Note each line in the data holding the string "flight" and report it.
━━━━━ Records shown ━━━━━
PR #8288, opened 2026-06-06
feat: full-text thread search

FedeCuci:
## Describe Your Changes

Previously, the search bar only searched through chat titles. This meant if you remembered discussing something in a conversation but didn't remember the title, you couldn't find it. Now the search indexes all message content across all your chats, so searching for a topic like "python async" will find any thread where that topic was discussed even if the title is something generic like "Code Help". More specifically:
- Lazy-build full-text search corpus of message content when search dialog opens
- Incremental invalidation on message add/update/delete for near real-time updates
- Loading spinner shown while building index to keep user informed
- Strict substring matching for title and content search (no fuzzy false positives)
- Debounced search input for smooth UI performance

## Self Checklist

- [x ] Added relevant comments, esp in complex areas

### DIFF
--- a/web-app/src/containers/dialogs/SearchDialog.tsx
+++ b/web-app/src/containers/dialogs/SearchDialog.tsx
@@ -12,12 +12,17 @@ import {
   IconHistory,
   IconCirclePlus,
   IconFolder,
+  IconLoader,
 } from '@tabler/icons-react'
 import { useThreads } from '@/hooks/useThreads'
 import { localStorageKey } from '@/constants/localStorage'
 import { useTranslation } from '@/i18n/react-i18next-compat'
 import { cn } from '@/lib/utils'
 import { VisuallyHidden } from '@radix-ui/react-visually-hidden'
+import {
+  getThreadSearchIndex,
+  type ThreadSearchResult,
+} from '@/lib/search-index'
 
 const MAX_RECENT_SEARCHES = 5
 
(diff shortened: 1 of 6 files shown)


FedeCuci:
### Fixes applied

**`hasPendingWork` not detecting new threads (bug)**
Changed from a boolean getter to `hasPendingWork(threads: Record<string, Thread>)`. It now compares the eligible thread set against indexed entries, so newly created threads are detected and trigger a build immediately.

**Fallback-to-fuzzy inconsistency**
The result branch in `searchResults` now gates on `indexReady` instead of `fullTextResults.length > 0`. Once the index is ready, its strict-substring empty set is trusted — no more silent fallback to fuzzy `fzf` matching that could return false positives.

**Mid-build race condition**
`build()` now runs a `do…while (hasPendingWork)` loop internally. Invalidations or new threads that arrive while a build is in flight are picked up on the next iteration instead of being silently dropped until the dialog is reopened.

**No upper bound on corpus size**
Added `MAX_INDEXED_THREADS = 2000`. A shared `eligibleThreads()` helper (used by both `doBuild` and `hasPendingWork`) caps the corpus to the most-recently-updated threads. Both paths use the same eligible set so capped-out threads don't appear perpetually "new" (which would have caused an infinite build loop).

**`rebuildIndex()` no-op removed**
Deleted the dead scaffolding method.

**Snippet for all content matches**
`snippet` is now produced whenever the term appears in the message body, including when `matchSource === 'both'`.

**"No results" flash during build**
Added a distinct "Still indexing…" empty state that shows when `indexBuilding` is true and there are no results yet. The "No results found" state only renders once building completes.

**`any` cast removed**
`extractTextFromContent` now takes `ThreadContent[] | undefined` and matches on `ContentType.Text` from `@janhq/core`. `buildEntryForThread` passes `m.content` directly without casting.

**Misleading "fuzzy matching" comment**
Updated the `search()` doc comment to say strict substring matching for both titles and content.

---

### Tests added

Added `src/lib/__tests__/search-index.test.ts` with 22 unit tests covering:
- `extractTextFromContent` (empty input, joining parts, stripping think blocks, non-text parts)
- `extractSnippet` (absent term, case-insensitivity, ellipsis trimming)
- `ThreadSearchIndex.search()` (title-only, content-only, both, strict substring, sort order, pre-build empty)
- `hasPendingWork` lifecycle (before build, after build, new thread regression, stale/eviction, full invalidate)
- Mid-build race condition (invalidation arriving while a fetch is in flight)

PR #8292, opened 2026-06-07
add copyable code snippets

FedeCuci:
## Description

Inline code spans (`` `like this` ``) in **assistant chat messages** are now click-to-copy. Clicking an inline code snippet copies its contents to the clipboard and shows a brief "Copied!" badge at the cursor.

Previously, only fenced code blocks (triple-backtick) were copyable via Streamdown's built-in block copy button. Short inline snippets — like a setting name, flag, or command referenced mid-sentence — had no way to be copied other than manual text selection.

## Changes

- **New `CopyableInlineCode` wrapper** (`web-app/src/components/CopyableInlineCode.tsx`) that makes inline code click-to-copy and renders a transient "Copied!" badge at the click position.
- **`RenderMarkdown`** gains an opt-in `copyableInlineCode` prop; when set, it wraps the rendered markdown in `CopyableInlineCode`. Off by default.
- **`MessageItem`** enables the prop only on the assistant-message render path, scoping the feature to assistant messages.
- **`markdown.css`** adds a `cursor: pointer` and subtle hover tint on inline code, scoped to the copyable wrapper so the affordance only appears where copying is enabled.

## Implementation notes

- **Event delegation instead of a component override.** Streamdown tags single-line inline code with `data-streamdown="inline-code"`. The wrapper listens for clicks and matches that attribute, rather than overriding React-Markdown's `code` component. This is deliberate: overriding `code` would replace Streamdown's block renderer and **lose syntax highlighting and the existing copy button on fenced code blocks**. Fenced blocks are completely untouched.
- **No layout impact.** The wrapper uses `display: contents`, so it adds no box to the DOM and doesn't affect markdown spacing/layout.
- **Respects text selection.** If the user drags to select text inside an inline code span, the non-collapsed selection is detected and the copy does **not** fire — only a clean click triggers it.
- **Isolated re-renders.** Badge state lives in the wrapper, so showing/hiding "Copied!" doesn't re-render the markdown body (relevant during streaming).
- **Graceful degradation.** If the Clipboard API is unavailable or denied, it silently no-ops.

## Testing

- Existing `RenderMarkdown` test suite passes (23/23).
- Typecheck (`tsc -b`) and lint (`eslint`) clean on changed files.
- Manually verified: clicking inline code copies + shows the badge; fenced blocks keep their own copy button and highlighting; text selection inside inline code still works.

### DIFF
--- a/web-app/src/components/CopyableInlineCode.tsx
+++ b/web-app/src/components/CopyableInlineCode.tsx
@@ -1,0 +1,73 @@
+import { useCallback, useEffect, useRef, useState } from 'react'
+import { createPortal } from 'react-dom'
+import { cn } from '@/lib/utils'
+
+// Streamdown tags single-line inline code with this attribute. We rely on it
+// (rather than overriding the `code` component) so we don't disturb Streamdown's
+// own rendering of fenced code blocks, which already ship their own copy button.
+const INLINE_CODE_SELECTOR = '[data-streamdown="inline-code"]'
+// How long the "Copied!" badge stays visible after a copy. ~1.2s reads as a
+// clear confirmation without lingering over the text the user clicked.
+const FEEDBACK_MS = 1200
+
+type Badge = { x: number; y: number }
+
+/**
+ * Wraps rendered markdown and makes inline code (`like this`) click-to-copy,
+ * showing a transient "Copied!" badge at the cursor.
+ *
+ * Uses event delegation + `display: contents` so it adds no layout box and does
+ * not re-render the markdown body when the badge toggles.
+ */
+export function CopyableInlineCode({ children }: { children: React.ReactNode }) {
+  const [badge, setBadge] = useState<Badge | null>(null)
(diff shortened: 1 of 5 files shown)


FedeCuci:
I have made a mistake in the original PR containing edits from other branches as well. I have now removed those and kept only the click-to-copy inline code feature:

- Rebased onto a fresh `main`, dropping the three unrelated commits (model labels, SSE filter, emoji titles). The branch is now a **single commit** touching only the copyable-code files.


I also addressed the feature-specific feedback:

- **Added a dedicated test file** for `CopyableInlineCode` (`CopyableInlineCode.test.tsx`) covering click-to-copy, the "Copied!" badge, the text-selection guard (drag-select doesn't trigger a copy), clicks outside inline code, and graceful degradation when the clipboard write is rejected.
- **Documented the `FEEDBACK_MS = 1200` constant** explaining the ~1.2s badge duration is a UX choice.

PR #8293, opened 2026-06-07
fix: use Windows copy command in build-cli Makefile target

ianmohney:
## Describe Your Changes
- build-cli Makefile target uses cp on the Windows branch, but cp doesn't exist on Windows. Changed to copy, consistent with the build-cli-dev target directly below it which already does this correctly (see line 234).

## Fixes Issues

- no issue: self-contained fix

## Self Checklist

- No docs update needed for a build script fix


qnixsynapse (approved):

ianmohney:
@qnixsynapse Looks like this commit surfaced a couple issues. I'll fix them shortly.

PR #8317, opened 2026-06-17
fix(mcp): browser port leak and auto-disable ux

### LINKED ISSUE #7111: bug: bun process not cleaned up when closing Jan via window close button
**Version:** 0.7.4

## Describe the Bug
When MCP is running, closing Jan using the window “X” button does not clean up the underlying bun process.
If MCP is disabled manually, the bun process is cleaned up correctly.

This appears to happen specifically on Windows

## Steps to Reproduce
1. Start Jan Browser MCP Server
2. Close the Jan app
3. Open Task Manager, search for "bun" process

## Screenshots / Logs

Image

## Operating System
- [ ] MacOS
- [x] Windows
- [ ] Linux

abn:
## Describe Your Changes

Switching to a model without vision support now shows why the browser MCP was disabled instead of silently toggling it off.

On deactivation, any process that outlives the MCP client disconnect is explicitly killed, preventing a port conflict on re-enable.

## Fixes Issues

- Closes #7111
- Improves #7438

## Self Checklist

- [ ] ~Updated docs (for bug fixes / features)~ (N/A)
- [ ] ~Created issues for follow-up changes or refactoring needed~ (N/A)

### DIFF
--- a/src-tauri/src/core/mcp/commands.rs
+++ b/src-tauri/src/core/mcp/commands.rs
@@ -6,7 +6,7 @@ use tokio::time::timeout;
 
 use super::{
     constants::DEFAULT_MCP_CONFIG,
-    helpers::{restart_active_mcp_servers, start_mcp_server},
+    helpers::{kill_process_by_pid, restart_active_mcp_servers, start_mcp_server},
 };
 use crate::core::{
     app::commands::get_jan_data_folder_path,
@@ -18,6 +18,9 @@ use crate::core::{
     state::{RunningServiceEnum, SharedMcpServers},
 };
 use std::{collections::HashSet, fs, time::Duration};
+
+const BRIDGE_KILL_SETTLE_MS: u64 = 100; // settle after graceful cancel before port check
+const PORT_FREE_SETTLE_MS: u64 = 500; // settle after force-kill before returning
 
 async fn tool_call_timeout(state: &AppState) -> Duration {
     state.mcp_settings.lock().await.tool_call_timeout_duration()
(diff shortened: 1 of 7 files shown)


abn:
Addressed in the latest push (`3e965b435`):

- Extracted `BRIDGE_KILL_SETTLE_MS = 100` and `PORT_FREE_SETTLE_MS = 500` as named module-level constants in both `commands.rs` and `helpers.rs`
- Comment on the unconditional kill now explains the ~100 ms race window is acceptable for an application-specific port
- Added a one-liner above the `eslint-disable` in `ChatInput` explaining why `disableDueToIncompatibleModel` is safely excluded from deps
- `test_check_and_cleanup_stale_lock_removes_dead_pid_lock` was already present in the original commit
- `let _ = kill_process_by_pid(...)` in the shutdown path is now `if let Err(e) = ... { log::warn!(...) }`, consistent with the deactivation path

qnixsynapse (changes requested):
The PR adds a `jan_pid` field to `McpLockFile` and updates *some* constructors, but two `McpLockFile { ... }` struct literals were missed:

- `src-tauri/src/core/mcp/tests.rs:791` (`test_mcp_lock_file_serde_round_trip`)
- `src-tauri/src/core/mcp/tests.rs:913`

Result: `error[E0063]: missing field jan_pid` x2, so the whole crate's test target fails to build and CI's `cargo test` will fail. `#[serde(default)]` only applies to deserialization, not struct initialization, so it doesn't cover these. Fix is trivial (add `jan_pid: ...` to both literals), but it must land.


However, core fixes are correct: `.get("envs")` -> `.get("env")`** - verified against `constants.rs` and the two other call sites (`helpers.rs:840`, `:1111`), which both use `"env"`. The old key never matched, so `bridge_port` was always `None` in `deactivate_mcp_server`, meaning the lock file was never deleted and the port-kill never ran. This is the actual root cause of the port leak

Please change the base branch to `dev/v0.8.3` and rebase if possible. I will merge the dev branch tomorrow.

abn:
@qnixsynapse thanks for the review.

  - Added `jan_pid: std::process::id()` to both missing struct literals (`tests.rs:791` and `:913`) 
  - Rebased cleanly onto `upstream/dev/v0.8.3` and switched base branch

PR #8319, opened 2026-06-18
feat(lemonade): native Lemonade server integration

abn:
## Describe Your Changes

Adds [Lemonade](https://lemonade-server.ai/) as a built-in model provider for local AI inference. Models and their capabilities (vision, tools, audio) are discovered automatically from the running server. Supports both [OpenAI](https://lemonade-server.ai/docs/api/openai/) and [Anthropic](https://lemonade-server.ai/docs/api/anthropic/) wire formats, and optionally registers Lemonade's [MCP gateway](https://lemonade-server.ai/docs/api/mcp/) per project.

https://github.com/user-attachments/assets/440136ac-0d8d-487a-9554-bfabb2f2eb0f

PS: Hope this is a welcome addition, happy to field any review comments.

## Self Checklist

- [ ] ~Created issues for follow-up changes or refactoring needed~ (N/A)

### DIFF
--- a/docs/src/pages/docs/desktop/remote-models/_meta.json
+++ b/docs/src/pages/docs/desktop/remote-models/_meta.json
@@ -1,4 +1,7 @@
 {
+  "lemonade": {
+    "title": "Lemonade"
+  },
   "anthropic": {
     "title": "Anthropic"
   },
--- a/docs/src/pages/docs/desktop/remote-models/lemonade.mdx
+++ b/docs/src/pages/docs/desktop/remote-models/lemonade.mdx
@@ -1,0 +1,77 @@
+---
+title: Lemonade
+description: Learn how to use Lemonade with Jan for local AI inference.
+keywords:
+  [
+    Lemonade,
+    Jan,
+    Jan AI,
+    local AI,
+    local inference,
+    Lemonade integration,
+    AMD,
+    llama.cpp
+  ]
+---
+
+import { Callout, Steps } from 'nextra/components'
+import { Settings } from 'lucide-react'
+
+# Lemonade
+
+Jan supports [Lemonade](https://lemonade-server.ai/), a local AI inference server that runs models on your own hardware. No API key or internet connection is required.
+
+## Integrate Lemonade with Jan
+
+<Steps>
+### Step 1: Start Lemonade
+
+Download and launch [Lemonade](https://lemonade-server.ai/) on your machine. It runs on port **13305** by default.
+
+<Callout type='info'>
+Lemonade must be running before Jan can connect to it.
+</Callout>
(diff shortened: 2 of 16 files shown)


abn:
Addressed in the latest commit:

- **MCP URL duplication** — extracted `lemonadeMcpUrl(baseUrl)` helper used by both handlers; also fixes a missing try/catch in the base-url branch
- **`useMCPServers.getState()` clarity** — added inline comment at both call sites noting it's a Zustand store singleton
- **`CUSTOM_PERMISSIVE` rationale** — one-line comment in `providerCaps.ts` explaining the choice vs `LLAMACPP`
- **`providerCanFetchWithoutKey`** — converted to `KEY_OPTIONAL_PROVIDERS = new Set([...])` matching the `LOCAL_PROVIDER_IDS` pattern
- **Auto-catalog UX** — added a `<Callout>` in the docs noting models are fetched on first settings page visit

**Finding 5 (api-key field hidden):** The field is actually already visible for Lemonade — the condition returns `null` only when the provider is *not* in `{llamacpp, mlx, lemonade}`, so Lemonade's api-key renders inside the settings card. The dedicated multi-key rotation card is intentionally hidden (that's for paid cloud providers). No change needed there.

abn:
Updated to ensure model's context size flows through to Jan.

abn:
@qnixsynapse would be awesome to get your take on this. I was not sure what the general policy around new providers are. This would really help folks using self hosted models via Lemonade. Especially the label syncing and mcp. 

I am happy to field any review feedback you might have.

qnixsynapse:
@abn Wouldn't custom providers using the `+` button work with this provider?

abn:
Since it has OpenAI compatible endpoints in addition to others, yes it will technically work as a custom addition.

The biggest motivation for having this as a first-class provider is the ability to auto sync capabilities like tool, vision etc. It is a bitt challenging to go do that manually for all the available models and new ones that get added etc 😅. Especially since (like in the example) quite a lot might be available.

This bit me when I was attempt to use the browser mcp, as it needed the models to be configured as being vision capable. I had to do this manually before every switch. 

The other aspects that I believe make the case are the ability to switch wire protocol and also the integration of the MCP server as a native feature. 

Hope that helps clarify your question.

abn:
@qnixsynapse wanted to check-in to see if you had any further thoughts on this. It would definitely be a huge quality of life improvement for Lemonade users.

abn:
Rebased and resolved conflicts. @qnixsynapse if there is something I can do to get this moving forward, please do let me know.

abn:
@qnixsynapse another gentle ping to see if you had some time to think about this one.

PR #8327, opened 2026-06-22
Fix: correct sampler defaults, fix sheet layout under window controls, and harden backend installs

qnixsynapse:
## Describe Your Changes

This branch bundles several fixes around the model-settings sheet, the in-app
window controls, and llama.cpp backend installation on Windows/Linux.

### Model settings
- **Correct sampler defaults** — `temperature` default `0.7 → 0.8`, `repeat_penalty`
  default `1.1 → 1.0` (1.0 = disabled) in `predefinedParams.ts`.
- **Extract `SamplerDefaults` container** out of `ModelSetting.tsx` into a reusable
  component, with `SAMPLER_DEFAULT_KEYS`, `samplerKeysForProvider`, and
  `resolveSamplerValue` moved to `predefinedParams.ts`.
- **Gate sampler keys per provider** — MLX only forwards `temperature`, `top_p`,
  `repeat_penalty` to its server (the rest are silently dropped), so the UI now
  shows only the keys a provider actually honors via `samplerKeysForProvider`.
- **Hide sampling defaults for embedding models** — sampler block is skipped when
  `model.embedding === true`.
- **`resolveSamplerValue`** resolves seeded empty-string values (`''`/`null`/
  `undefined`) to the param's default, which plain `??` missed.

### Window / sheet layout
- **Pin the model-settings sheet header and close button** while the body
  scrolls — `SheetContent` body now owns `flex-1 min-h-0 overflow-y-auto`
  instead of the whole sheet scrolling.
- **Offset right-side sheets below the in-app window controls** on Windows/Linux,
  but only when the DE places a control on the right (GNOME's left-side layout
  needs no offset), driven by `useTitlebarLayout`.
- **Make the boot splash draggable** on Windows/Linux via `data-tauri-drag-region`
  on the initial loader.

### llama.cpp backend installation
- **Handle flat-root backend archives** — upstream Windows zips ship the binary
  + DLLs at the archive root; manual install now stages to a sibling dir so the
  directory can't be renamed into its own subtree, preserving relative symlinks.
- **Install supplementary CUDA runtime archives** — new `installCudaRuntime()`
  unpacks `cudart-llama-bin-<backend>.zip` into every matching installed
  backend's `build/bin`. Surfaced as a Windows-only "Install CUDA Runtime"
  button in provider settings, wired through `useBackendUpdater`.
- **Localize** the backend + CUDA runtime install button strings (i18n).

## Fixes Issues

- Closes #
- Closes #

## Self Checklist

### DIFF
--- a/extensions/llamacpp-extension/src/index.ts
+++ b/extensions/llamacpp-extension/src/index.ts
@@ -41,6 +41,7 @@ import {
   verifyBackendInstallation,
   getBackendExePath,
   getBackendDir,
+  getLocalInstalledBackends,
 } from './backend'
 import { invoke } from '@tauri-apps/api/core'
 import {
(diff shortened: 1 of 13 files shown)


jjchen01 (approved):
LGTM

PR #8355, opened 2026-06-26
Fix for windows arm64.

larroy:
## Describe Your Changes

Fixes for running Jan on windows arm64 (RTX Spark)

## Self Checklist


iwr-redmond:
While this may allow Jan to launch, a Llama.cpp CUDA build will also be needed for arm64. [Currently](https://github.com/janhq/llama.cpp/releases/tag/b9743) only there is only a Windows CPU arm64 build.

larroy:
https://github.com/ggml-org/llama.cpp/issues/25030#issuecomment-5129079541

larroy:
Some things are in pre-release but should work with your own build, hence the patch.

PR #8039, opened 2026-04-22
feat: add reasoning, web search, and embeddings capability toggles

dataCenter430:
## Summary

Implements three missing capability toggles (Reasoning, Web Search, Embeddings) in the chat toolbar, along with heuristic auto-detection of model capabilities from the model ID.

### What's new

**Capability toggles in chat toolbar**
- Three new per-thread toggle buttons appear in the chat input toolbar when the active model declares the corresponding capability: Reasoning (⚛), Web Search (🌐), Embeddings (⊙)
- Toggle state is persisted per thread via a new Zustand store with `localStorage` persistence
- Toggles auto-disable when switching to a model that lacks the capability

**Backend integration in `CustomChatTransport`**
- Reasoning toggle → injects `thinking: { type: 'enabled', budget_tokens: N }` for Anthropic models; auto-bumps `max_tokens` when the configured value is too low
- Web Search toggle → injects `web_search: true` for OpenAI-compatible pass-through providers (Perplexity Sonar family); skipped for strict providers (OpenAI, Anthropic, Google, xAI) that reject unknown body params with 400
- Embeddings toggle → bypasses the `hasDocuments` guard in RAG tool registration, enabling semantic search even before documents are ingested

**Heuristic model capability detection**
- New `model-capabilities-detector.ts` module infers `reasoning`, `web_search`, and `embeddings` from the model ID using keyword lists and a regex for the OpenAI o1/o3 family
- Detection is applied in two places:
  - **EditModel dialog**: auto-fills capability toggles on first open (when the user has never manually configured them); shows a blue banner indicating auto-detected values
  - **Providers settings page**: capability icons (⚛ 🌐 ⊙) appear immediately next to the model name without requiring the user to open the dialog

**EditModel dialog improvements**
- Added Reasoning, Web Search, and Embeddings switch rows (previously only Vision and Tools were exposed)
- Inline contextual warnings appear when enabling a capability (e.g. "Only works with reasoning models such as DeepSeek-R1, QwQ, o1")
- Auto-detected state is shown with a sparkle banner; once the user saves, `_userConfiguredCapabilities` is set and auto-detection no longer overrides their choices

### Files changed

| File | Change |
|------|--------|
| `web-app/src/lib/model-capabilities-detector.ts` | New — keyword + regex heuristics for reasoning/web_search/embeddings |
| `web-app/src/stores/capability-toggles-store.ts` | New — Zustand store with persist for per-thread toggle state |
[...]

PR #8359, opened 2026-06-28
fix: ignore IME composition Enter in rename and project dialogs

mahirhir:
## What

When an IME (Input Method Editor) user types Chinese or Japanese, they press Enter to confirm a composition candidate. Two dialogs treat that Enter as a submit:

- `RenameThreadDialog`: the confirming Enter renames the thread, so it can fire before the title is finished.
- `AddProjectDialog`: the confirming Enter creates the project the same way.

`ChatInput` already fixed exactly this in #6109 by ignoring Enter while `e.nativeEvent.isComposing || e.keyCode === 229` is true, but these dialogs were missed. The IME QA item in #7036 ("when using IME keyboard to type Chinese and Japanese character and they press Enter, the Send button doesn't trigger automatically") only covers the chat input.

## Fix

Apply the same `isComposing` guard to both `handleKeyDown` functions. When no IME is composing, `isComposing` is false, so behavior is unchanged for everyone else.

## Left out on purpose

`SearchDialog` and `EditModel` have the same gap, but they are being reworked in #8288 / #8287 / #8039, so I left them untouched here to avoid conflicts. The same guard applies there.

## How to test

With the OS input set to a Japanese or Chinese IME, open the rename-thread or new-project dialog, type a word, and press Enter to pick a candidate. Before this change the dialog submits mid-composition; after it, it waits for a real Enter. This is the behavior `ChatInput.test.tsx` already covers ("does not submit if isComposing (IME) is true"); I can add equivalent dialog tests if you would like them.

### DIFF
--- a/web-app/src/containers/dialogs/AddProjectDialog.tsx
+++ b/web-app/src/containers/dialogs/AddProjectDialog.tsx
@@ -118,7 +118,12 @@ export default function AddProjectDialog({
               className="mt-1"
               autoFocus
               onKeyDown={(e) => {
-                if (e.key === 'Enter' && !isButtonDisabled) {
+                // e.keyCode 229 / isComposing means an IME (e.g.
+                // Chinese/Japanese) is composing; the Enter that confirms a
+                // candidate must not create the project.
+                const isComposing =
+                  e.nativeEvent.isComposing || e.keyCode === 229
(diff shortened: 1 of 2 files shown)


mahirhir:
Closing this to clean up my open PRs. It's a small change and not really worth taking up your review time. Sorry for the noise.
━━━━━
**Answer below:**
`build()` now runs a `do…while (hasPendingWork)` loop internally. Invalidations or new threads that arrive while a build is in flight are picked up on the next iteration instead of being silently dropped until the dialog is reopened.
- Mid-build race condition (invalidation arriving while a fetch is in flight)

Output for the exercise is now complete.